Nvidia Q2 Earnings Preview: Will The Momentum Hold Up?
Nvidia (NASDAQ: NVDA) is expected to publish its Q2 FY’25 results on August 28. We expect the company to have another solid quarter, as Nvidia’s high-end graphics processing chips, which are currently the gold standard for running generative AI workloads, see strong demand. We expect Nvidia’s revenue for the quarter to come in at $28.55 billion, roughly in line with consensus estimates and 2.1x last year’s number. We expect earnings to come in at roughly $0.64 per share, marginally ahead of consensus estimates and up from $0.27 in last year’s quarter. So what should investors look forward to as Nvidia reports its Q2 FY’25 earnings? See our analysis of Nvidia Earnings Preview for a closer look.

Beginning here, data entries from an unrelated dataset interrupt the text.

PR #1679, opened 2024-02-28
[17.0] [MIG] partner_industry_secondary

mmrondon:


partner_industry_secondary/views/res_partner_view.xml
```diff
@@ -0,0 +1,79 @@
...
+        <field name="name">Partner form with industry</field>
+        <field name="model">res.partner</field>
+        <field name="inherit_id" ref="base.view_partner_form" />
+        <field name="arch" type="xml">
+            <field name="industry_id" position="after">
+                <field name="show_partner_industry_for_person" invisible="1" />
+                <field
+                    name="secondary_industry_ids"
+                    widget="many2many_tags"
+                    invisible="is_company == False and show_partner_industry_for_person == False"
```
DucTruongKomit, line 16: I imagine that the user should set this field after they set the field industry_id 1st. Because the this field got domain [('id', '!=', industry_id)]

So, we should hide this field also if industry_id = False

For example:
I set Partner A with industry_id then, display this field, so the user may think about their options on secondary_industry_ids

Do you agree with me?

DucTruongKomit (commented):
Hello! Do you agree with me on my comments?

partner_industry_secondary/views/res_partner_view.xml
mmrondon: hello @DucTruongKomit 
Yes, your comment makes sense, but in this case the module already has a restriction in case the same industry is selected as main and secondary, only possible if a secondary industry is selected first.

validationError

DucTruongKomit (approved):
LGTM! All gud!

HaraldPanten:
@mmrondon You have too many commits for this migration. Don't you?

Could you clean the commits and leave only what we need for the migration?

THX.

partner_industry_secondary/views/res_config_settings.xml
```diff
@@ -0,0 +1,49 @@
...
+                                        icon="fa-arrow-right"
+                                        type="action"
+                                        string="Industries"
+                                        class="btn-link"
+                                    />
+                                </div>
+                            </div>
+                        </div>
+                    </div>
+                </div>
```
Tisho99, line 45:
```suggestion
                <block>
                    <setting string="Enable industries for individuals" help="Enable industries for individuals">
                        <field name="group_use_partner_industry_for_person" />
                    </setting>
                </block>
```

partner_industry_secondary/views/res_partner_view.xml
```diff
@@ -0,0 +1,81 @@
...
+        <field name="name">Partner tree with industry</field>
+        <field name="model">res.partner</field>
+        <field name="inherit_id" ref="base.view_partner_tree" />
+        <field name="arch" type="xml">
+            <field name="email" position="after">
+                <field
+                    name="industry_id"
+                    invisible="is_company == False and show_partner_industry_for_person == False"
+                />
+                <field name="show_partner_industry_for_person" invisible="1" />
```
Tisho99, line 54:
```suggestion
                <field name="show_partner_industry_for_person" column_invisible="1" />
```

Tisho99 (changes requested):
Hi @mmrondon 

I have made a functional and code review and this migration looks good.

However, i found that you haven't applied some steps of the [migration guide](https://github.com/OCA/maintainer-tools/wiki/Migration-to-version-17.0)

Can you review and apply my suggestions in your last commit?

Then this will be ready for merge

Thank you!

HaraldPanten:
Superseded by https://github.com/OCA/partner-contact/pull/1761

PR #1684, opened 2024-03-04
[15.0][IMP] partner_pricelist_search: support searching subfields

chienandalu:
Previously we couldn't make an advanced search to filter pricelist subfields.

Currently, only possitive operators are working for advanced searches as negative ones seem to be encapsulating the queries and we can't use them in the point we're overriding. Further research would need to be done in order to cover it.

cc @Tecnativa TT47648

please check @carlosdauden 
please review @victoralmau


carlosdauden (approved):

pedrobaeza (approved):
/ocabot merge major

pedrobaeza:
Please fw-port it to v16

PR #1526, opened 2023-05-22
[16.0][MIG] partner_employee_quantity

SoporteOperu:

PR #225, opened 2015-12-17
[8.0][partner_employee_quantity] New module to know the quantity of employees per partner

yajo:
If you need to keep track of the size of your partners by employee number, here's your module. It allows to set a number and a classification.

@rafaelbn @antespi @JavierIniesta.

PR #1687, opened 2024-03-04
[16.0] [MIG] partner_employee_quantity

edlopen:
I only added the commits of [this stale PR](https://github.com/OCA/partner-contact/pull/1526) and changed the module icon to the OCA one.

@moduon MT-1749

Please @Shide @yajo @EmilioPascual @rafaelbn please review, if you can.

Closes #1526


yajo (changes requested):
I'm missing Git history before the rename (see 1st commit, which comes from https://github.com/OCA/partner-contact/pull/225). This module had several renames and we should respect all that history in the migration if possible.

Apart from that, it's OK.

/ocabot migration partner_employee_quantity

yajo (approved):

fcvalgar (approved):
Functional review.

LGTM, Thank you @edlopen 

image


image

image

PR #1697, opened 2024-03-12
[17.0][MIG] partner_contact_job_position

WorrapongOngsakul:
The XML attributes attrs and states are no longer used.


newtratip:
Please use module name like this on subject, it is easier to search by others, e.g., partner_contact_job_position

HaraldPanten:
@WorrapongOngsakul could you rebase, please?

THX

PR #1704, opened 2024-03-15
Revert "[IMP] partner_(ref,vat)_unique: enable name search by the VAT Identification Number and Reference"

CLaurelB:
Revert commits 569f43b9 and ef13b589. This is because more research has to be done in order to account for all possible cases where the search is involved. For example, when a domain needs to be considered with an AND operator.

### DIFF
--- a/partner_ref_unique/models/res_partner.py
+++ b/partner_ref_unique/models/res_partner.py
@@ -4,7 +4,6 @@
 
 from odoo import _, api, models
 from odoo.exceptions import ValidationError
-from odoo.osv import expression
 
 
 class ResPartner(models.Model):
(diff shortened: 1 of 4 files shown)


luisg123v (changes requested):
Explanation is missing from commit descriptions.

CLaurelB:
> Explanation is missing from commit descriptions.

Added.

luisg123v (approved):
LGTM :+1:

luisg123v:
It seems it's a flaky error on an unrelated module, let's try again:

/ocabot merge patch

sergio-teruel (approved):

PR #1724, opened 2024-04-03
[16.0][ADD] partner_shipping_policy

MarinaAForgeFlow:


partner_shipping_policy/models/res_partner.py
```diff
@@ -0,0 +1,17 @@
...
+# License AGPL-3.0 or later (https://www.gnu.org/licenses/agpl).
+
+from odoo import fields, models
+
+
+class Partner(models.Model):
+    _inherit = "res.partner"
+
+    picking_policy = fields.Selection(
+        [("direct", "As soon as possible"), ("one", "When all products are ready")],
```
GuillemCForgeFlow: Perhaps it would be great to get the selection values from the `picking_policy` field from the `sale.order`? Then, if more values are added in custom modules for example, it will already be caught here.

partner_shipping_policy/models/res_partner.py
```diff
@@ -0,0 +1,17 @@
+# Copyright 2024 ForgeFlow S.L. (https://www.forgeflow.com)
+# License AGPL-3.0 or later (https://www.gnu.org/licenses/agpl).
+
+from odoo import fields, models
+
+
+class Partner(models.Model):
+    _inherit = "res.partner"
+
+    picking_policy = fields.Selection(
```
GuillemCForgeFlow, line 10: I'm guessing the field could be added to the `_commercial_fields` method result? WDYT?

GuillemCForgeFlow (commented):
For the rest, functional review 👍🏿

partner_shipping_policy/models/res_partner.py
MarinaAForgeFlow: Yes, I did not think of that but it makes sense. Thanks!

partner_shipping_policy/__manifest__.py
```diff
@@ -0,0 +1,16 @@
+# Copyright 2024 ForgeFlow S.L. (https://www.forgeflow.com)
+# License AGPL-3.0 or later (https://www.gnu.org/licenses/agpl).
+
+{
+    "name": "Partner Shipping Policy",
+    "summary": "Define shipping policy at partners level.",
+    "author": "ForgeFlow,Odoo Community Association (OCA)",
+    "website": "https://github.com/OCA/partner-contact",
+    "category": "Sales",
+    "version": "16.0.1.0.1",
```
GuillemCForgeFlow:
```suggestion
    "version": "16.0.1.0.0",
```

GuillemCForgeFlow (approved):
Apart from this small change, the rest looks great.
LGTM code and functional review 👍🏿

partner_shipping_policy/__manifest__.py
```diff
@@ -0,0 +1,16 @@
...
+
+{
+    "name": "Partner Shipping Policy",
+    "summary": "Define shipping policy at partners level.",
+    "author": "ForgeFlow,Odoo Community Association (OCA)",
+    "website": "https://github.com/OCA/partner-contact",
+    "category": "Sales",
+    "version": "16.0.1.0.0",
+    "license": "AGPL-3",
+    "depends": ["base", "sale_stock"],
```
JordiMForgeFlow:
```suggestion
    "depends": ["sale_stock"],
```

partner_shipping_policy/models/sale_order.py
```diff
@@ -0,0 +1,22 @@
...
+    )
+
+    @api.depends("partner_id")
+    def _compute_picking_policy(self):
+        for this in self:
+            if this.partner_id.picking_policy:
+                this.picking_policy = this.partner_id.picking_policy
+            else:
+                # Default to 'direct' if partner's policy is not set
+                this.picking_policy = "direct"
```
JordiMForgeFlow: the default may not be "direct", it is actually taken from a setting

partner_shipping_policy/models/res_partner.py
```diff
@@ -0,0 +1,32 @@
...
+
+    def _get_default_picking_policy(self):
+        return (
+            self.env["sale.order"].default_get(["picking_policy"]).get("picking_policy")
+        )
+
+    picking_policy = fields.Selection(
+        selection="_get_picking_policy_selection",
+        string="Shipping Policy",
+        default=_get_default_picking_policy,
```
JordiMForgeFlow: not sure if it is the best to put a default. specifying a picking policy in a partner should be to cover specific cases, I don't think we should fill it always

JordiMForgeFlow:
@GuillemCForgeFlow @MarinaAForgeFlow I think that the picking_policy should not be a commercial field, as you can have different delivery addresses for a customer and maybe the policy for the different addresses needs to be different.

What we could do is to not have it as a commercial field, but when deciding the picking policy in the SO we should evaluate in the following order: partner_shipping_id.picking_policy or partner_id.picking_policy

WDYT?

GuillemCForgeFlow:
> @GuillemCForgeFlow @MarinaAForgeFlow I think that the picking_policy should not be a commercial field, as you can have different delivery addresses for a customer and maybe the policy for the different addresses needs to be different.
> 
> What we could do is to not have it as a commercial field, but when deciding the picking policy in the SO we should evaluate in the following order: partner_shipping_id.picking_policy or partner_id.picking_policy
> 
> WDYT?

Makes sense to me to do like so. Then if we proceed with this proposal, I'd say it'd be great to add this to the Description file, just to be aligned.

GuillemCForgeFlow:
Great, thanks for the improvement 👍🏿

JordiMForgeFlow (approved):
Code review

PR #1725, opened 2024-04-03
[17.0][FIX] partner_firstname: fix error when creating a user from an employee

BurkhalterY:
Steps to reproduce:
- Install `hr` and `partner_firstname`
- Go to Employees > any employee > action menu > Create User > Save
- 💥 Traceback

Suspected cause: in `defaul_get()`, the field `name` is not present in `fields_list` (probably because it's computed). So `result.get("name", "")` will always return `""` and `firstname` and `lastname` are not computed.

### DIFF
--- a/partner_firstname/models/res_partner.py
+++ b/partner_firstname/models/res_partner.py
@@ -65,6 +65,8 @@ class ResPartner(models.Model):
     @api.model
     def default_get(self, fields_list):
         """Invert name when getting default values."""
+        if "firstname" in fields_list or "lastname" in fields_list:
+            fields_list.append("name")
         result = super().default_get(fields_list)
 
         inverted = self._get_inverse_name(


mymage (approved):
OK on RunBoat

luisDIXMIT (approved):
LGTM!

partner_firstname/models/res_partner.py
```diff
@@ -65,6 +65,7 @@ def copy(self, default=None):
     @api.model
     def default_get(self, fields_list):
         """Invert name when getting default values."""
+        fields_list.append("name")
```
pedrobaeza: IMO, the proper fix is to do the stuff only if `name` if `fields_list`, not to force always to include that field in the results.

pedrobaeza (changes requested):

partner_firstname/models/res_partner.py
BurkhalterY: Hi @pedrobaeza, I'm not sure to understand what do you propose, but I added a condition to add `name` only if `firstname` or `lastname` is in `fields_list`.
Let me know if there is a better solution

pedrobaeza: OK, that can work.

pedrobaeza (approved):
/ocabot merge patch

partner_firstname/models/res_partner.py
rpinset: other issue https://github.com/OCA/partner-contact/issues/1757

rpinset: Pr for FIX https://github.com/OCA/partner-contact/pull/1793

PR #1726, opened 2024-04-03
[16.0][FIX] partner_firstname: fix error wehn creating a user from an employee

BurkhalterY:
Steps to reproduce:
- Install `hr` and `partner_firstname`
- Go to Employees > any employee > action menu > Create User > Save
- 💥 Traceback

Suspected cause: in `defaul_get()`, the field `name` is not present in `fields_list` (probably because it's computed). So `result.get("name", "")` will always return `""` and `firstname` and `lastname` are not computed.


BurkhalterY:
This is actually not an issue in 16.0

PR #1736, opened 2024-04-11
[16.0][MIG] animal

Deriman-Alonso:
Standart migration


animal/models/animal.py
```diff
@@ -0,0 +1,41 @@
...
+    _inherit = ["mail.thread", "mail.activity.mixin"]
+    _order = "name"
+
+    name = fields.Char()
+    ref = fields.Char(string="Reference")
+    species_id = fields.Many2one("animal.species", string="Species", required=True)
+    breed_id = fields.Many2one("animal.breed", string="Breed", required=True)
+    color_id = fields.Many2one("animal.color", string="Color")
+    size = fields.Char()
+    weight = fields.Float(string="Weight (in kg)")
```
christian-ramos-tecnativa, line 18: Hi @Deriman-Alonso , I think we should take advantage of the opportunity to remove the specification regarding the pet's weight in kilograms. I believe the best approach would be to do something similar to how products/pickings handle weight based on the overall adjustment. 
image
image

christian-ramos-tecnativa (changes requested):

animal/models/animal.py
Deriman-Alonso: Makes sense to me, I'm working on it 👍.

Deriman-Alonso: Hi @Christian-RB , as far as my understanding goes, those UoM settings comes from the "product" module. Would it be properly to make the "animals" module depend on  "product", or rather create its own menu in the settings, even tho it means there could be different types of UoM for the weight?

christian-ramos-tecnativa: Oh You are right @Deriman-Alonso, in that case I assume is better to keep it the same way. Thanks!

christian-ramos-tecnativa (approved):

jado95 (approved):

MarcoCalcagni (approved):
Go 

we have in production 

@pedrobaeza

pedrobaeza (approved):
/ocabot migration animal
/ocabot merge nobump

PR #1740, opened 2024-04-18
[16.0][FIX] partner_multi_relation: fix name search on relation

NL66278:
Before this fix the following exception was logged (and the search not done):
```
2024-04-18 13:13:15,110 320 ERROR vwnvrs-testdatabase odoo.osv.expression: Non-stored field res.partner.relation.type.selection.display_name cannot be searched. 
NoneType: None
```

After fix no more errors in the log and the search works.

### DIFF
--- a/partner_multi_relation/models/res_partner_relation_all.py
+++ b/partner_multi_relation/models/res_partner_relation_all.py
@@ -54,7 +54,7 @@ class ResPartnerRelationAll(models.Model):
     _order = "this_partner_id, type_selection_id, date_end desc, date_start desc"
     _rec_names_search = [
         "this_partner_id.name",
-        "type_selection_id.display_name",
+        "type_selection_id.name",
         "other_partner_id.name",
     ]
 


SirAionTech:
Could you please explain how to obtain this error?
I tried to search for a relation in its `Many2one` field but the search is performed correctly and no ERROR is logged.

NL66278:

Nvidia’s data center business is likely to remain the primary driver of the company’s earnings for the quarter, led by the Hopper GPU computing platform and the InfiniBand end-to-end networking solutions as customers across various industries have been investing in training and interfacing generative AI and large language models. While cloud players have been the biggest customers of AI chips, demand has been expanding to consumer internet players, enterprise players, and healthcare customers, according to Nvidia. Over Q1 FY’25, sales from Nvidia’s data center segment surged to $22.6 billion, rising almost 5x year-over-year. Supply for Nvidia’s Hopper products is also improving, and this is likely to help sales over Q2. We will be looking for updates on the company’s next-generation Blackwell chips. While the chips were slated to launch around October this year, a report by The Information indicated that the chips could be delayed due to a recently discovered design flaw.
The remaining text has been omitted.